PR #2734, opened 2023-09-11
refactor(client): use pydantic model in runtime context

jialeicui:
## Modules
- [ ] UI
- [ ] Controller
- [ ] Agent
□ □ □ □
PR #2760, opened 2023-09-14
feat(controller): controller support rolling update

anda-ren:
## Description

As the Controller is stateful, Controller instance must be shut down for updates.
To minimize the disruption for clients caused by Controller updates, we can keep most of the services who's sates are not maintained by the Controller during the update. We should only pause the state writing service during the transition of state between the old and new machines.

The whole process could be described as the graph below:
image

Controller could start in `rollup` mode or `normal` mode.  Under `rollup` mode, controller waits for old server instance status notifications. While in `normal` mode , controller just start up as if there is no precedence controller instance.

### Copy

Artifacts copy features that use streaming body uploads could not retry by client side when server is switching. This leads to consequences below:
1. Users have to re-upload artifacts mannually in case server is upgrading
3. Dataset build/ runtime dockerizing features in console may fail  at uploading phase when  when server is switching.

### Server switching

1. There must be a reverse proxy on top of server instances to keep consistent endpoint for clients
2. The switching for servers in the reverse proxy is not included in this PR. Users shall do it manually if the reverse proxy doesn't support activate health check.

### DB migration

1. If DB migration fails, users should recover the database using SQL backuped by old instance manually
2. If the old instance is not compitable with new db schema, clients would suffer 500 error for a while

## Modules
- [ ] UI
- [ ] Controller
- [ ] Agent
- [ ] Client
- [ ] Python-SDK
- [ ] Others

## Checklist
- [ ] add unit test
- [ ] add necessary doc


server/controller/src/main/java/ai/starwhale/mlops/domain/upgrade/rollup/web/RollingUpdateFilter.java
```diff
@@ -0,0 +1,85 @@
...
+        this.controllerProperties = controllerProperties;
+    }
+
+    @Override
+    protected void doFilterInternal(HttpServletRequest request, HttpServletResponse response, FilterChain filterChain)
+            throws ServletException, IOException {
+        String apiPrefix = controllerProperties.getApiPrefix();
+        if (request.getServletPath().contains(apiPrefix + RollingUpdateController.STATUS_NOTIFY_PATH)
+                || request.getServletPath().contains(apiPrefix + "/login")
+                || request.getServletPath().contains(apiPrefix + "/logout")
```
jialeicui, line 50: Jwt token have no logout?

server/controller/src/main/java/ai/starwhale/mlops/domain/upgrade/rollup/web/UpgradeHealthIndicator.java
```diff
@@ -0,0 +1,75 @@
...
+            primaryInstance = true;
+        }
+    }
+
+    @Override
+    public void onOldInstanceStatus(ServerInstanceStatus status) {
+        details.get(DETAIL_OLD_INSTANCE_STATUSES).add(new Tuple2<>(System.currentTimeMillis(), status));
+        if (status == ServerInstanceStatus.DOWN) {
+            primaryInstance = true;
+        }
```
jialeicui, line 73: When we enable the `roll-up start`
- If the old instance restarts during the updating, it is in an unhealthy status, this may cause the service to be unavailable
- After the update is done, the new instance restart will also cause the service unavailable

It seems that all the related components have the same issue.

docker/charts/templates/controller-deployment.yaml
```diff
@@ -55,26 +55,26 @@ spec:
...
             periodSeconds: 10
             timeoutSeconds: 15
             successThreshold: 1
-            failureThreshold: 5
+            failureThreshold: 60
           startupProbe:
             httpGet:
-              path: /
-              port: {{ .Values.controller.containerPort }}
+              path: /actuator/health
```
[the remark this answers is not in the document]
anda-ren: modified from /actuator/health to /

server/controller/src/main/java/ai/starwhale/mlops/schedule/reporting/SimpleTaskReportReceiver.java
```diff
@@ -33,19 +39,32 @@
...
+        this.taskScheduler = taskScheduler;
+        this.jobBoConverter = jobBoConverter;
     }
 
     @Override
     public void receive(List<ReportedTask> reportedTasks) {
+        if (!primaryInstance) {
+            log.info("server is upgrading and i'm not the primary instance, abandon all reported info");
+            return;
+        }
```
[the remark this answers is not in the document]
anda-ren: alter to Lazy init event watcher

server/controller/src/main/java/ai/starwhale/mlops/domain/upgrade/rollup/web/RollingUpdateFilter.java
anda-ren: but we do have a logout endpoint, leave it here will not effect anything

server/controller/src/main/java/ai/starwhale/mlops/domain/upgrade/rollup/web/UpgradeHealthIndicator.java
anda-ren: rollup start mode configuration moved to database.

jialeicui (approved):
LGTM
□ □ □ □
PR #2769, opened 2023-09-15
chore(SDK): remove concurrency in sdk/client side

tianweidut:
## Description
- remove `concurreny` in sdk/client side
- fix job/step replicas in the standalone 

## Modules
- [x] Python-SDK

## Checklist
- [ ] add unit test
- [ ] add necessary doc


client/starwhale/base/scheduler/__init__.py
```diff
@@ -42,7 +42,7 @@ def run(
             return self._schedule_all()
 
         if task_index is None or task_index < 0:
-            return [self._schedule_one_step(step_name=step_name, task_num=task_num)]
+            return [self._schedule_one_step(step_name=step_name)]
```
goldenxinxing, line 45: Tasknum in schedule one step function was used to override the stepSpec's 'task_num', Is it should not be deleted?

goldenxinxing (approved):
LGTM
□ □ □ □
With "apiPrefix" as the word to match, copy each line of the records that has it.

● **SOLUTION TO THIS EXERCISE**:
+        String apiPrefix = controllerProperties.getApiPrefix();
+        if (request.getServletPath().contains(apiPrefix + RollingUpdateController.STATUS_NOTIFY_PATH)
+                || request.getServletPath().contains(apiPrefix + "/login")
+                || request.getServletPath().contains(apiPrefix + "/logout")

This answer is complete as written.